*Assignment*:
Of the material below, only the lines from the line containing "Makes sense, thanks for the fix!" down to the line containing "Instead, reduce the" belong in the answer, written out exactly.

+ + +

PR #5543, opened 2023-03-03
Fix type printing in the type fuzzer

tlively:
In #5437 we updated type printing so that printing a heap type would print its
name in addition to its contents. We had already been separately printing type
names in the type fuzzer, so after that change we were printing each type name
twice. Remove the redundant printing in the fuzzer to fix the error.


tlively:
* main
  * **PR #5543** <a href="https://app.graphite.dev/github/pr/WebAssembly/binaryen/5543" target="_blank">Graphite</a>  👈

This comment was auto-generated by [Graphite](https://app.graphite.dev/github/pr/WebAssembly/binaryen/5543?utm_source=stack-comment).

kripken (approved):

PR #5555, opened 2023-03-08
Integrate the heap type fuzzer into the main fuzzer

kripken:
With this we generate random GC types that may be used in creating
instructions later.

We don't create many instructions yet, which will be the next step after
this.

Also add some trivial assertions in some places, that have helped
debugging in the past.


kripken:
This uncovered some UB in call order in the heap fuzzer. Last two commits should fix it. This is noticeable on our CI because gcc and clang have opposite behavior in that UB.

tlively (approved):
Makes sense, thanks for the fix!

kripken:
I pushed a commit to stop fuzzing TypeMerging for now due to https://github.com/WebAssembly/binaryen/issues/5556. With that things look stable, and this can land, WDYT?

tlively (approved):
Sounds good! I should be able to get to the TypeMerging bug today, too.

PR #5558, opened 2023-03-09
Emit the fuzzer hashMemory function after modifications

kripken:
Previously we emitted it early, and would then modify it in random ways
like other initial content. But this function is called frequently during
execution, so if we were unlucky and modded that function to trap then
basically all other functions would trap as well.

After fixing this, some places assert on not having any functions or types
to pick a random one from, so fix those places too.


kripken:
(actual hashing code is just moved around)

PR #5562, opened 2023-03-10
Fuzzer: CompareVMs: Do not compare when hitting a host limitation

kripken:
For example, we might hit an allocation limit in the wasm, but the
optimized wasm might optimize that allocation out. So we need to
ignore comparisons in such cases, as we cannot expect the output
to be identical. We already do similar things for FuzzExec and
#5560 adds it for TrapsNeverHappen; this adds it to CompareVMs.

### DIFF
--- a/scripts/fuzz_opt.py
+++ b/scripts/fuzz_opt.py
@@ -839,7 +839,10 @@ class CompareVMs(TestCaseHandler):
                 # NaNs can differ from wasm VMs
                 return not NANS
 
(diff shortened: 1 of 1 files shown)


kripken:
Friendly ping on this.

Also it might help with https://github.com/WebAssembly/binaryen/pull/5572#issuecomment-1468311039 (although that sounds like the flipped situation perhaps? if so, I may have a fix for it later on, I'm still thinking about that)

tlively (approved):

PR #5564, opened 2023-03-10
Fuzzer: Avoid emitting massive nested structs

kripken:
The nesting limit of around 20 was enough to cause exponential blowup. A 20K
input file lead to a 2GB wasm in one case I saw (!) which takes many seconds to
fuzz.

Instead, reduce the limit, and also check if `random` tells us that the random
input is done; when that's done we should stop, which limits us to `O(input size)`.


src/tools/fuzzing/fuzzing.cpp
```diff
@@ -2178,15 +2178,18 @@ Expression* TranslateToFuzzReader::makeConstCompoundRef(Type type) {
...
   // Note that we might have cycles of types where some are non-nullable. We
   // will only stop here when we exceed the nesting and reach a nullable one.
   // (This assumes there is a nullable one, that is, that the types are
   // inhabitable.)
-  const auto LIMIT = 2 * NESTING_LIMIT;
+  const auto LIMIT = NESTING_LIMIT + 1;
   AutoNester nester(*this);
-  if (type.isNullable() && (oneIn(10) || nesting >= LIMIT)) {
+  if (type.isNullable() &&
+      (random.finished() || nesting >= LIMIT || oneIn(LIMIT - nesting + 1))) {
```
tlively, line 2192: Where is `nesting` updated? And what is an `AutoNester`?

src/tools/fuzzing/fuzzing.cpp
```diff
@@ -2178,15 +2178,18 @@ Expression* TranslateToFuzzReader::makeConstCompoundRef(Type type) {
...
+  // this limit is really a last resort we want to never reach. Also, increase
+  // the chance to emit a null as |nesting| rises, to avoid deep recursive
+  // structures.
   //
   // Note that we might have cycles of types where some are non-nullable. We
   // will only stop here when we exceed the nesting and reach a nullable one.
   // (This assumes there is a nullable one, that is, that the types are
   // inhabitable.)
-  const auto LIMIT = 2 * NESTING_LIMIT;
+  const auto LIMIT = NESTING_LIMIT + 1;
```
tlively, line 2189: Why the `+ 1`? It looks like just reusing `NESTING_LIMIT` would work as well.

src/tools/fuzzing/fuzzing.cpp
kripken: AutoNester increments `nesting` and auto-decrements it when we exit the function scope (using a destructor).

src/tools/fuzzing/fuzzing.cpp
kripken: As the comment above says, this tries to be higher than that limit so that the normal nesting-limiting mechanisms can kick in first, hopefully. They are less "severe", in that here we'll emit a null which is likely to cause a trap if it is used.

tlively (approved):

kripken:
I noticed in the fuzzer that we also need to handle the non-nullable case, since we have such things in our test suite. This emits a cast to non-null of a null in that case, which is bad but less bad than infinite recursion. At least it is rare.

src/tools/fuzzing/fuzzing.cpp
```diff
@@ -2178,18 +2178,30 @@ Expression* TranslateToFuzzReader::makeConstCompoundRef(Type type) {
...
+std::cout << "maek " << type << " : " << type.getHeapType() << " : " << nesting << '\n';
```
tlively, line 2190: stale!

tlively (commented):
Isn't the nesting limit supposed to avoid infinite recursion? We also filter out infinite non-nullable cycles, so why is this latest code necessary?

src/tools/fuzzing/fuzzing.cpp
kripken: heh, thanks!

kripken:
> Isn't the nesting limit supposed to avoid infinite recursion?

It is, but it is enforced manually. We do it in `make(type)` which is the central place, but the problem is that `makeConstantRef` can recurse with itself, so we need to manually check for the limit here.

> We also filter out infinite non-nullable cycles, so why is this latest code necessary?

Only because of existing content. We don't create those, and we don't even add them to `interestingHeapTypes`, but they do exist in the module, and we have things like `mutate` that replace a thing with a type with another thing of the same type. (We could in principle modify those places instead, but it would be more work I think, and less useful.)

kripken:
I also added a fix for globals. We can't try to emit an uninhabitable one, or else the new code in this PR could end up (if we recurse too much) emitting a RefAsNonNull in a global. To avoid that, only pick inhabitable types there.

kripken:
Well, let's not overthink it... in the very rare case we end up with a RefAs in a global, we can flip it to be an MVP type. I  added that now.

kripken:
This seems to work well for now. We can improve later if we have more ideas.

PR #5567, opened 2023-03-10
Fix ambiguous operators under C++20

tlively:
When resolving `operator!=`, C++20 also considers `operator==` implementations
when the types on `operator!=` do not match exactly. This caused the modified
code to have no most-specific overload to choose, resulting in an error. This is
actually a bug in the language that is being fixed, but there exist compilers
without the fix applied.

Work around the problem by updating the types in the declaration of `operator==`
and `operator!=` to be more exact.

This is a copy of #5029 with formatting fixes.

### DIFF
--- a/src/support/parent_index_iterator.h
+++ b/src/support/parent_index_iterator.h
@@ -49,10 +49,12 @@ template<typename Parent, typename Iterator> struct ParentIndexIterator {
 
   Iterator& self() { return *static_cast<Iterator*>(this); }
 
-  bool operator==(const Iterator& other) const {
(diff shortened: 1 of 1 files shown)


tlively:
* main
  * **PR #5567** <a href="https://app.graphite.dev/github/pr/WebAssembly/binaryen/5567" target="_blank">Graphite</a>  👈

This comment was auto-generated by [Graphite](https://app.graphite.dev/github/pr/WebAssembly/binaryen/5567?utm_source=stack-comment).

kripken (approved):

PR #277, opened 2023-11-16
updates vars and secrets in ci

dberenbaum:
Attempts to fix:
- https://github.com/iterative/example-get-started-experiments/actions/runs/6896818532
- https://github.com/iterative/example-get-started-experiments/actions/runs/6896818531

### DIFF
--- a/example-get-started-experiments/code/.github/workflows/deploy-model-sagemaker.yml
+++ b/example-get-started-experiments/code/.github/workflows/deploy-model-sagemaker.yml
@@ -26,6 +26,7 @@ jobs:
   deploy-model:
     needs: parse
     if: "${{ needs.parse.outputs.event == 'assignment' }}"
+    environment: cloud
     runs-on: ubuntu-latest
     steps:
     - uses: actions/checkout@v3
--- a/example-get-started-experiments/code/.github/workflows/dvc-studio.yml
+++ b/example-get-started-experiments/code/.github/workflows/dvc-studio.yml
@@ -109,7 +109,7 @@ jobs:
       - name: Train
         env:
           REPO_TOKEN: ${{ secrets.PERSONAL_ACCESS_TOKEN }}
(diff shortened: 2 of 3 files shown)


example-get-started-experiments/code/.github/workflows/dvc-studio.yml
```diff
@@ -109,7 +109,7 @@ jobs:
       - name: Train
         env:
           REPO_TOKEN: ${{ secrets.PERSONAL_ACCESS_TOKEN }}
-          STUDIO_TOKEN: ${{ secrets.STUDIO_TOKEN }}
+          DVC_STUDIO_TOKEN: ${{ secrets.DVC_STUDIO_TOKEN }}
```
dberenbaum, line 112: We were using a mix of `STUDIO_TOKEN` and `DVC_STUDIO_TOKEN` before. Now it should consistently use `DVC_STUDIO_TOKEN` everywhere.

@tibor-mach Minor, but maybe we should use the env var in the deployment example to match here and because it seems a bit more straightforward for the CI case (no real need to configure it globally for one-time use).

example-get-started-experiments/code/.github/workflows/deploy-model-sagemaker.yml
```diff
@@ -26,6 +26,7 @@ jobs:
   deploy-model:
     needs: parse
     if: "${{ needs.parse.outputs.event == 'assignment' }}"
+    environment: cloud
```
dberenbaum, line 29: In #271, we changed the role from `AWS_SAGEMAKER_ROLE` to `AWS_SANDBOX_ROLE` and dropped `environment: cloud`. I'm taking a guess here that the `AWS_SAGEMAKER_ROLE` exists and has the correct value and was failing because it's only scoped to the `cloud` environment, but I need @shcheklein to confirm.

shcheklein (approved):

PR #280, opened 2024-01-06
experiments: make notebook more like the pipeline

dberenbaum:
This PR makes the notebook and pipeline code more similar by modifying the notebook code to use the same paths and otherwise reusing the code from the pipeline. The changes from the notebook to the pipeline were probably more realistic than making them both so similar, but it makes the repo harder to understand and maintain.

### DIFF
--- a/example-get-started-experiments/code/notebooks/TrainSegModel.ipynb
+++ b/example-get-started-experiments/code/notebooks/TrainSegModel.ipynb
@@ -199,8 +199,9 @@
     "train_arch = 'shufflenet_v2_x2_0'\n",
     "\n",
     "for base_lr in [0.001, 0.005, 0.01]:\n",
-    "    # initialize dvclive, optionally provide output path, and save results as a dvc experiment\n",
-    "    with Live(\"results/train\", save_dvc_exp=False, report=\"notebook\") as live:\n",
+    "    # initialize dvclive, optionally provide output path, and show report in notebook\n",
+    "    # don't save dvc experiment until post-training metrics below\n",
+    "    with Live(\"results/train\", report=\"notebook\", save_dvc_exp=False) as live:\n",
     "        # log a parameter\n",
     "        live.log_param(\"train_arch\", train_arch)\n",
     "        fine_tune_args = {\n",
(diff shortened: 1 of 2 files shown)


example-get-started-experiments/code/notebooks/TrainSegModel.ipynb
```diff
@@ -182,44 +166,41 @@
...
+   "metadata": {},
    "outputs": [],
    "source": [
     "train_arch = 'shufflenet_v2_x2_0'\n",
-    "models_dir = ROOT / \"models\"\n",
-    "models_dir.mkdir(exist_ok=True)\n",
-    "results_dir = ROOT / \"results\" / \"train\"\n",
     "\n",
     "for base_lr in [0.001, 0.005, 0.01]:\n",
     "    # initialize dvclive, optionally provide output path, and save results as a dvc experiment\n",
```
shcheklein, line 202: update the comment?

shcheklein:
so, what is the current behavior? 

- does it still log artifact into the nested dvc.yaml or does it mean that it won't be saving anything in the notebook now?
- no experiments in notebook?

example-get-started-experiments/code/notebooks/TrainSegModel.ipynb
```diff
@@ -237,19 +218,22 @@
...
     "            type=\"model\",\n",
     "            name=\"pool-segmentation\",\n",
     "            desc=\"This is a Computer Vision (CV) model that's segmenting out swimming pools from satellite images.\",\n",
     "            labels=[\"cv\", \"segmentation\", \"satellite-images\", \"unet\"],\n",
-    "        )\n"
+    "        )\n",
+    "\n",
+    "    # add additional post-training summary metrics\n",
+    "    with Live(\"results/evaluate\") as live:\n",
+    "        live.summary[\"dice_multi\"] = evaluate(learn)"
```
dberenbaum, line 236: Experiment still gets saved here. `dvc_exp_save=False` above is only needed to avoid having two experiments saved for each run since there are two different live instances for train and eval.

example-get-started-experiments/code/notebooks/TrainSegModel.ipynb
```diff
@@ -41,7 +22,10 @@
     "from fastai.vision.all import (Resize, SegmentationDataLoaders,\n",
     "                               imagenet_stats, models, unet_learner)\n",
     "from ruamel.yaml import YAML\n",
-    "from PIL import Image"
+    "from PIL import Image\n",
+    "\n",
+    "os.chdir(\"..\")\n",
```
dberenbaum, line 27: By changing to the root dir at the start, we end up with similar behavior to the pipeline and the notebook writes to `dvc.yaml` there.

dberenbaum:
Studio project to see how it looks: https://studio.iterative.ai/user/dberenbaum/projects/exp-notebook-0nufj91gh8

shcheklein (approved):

+ + +

*The answer*:
Makes sense, thanks for the fix!

kripken:
I pushed a commit to stop fuzzing TypeMerging for now due to https://github.com/WebAssembly/binaryen/issues/5556. With that things look stable, and this can land, WDYT?

tlively (approved):
Sounds good! I should be able to get to the TypeMerging bug today, too.

PR #5558, opened 2023-03-09
Emit the fuzzer hashMemory function after modifications

kripken:
Previously we emitted it early, and would then modify it in random ways
like other initial content. But this function is called frequently during
execution, so if we were unlucky and modded that function to trap then
basically all other functions would trap as well.

After fixing this, some places assert on not having any functions or types
to pick a random one from, so fix those places too.


kripken:
(actual hashing code is just moved around)

PR #5562, opened 2023-03-10
Fuzzer: CompareVMs: Do not compare when hitting a host limitation

kripken:
For example, we might hit an allocation limit in the wasm, but the
optimized wasm might optimize that allocation out. So we need to
ignore comparisons in such cases, as we cannot expect the output
to be identical. We already do similar things for FuzzExec and
#5560 adds it for TrapsNeverHappen; this adds it to CompareVMs.

### DIFF
--- a/scripts/fuzz_opt.py
+++ b/scripts/fuzz_opt.py
@@ -839,7 +839,10 @@ class CompareVMs(TestCaseHandler):
                 # NaNs can differ from wasm VMs
                 return not NANS
 
(diff shortened: 1 of 1 files shown)


kripken:
Friendly ping on this.

Also it might help with https://github.com/WebAssembly/binaryen/pull/5572#issuecomment-1468311039 (although that sounds like the flipped situation perhaps? if so, I may have a fix for it later on, I'm still thinking about that)

tlively (approved):

PR #5564, opened 2023-03-10
Fuzzer: Avoid emitting massive nested structs

kripken:
The nesting limit of around 20 was enough to cause exponential blowup. A 20K
input file lead to a 2GB wasm in one case I saw (!) which takes many seconds to
fuzz.

Instead, reduce the limit, and also check if `random` tells us that the random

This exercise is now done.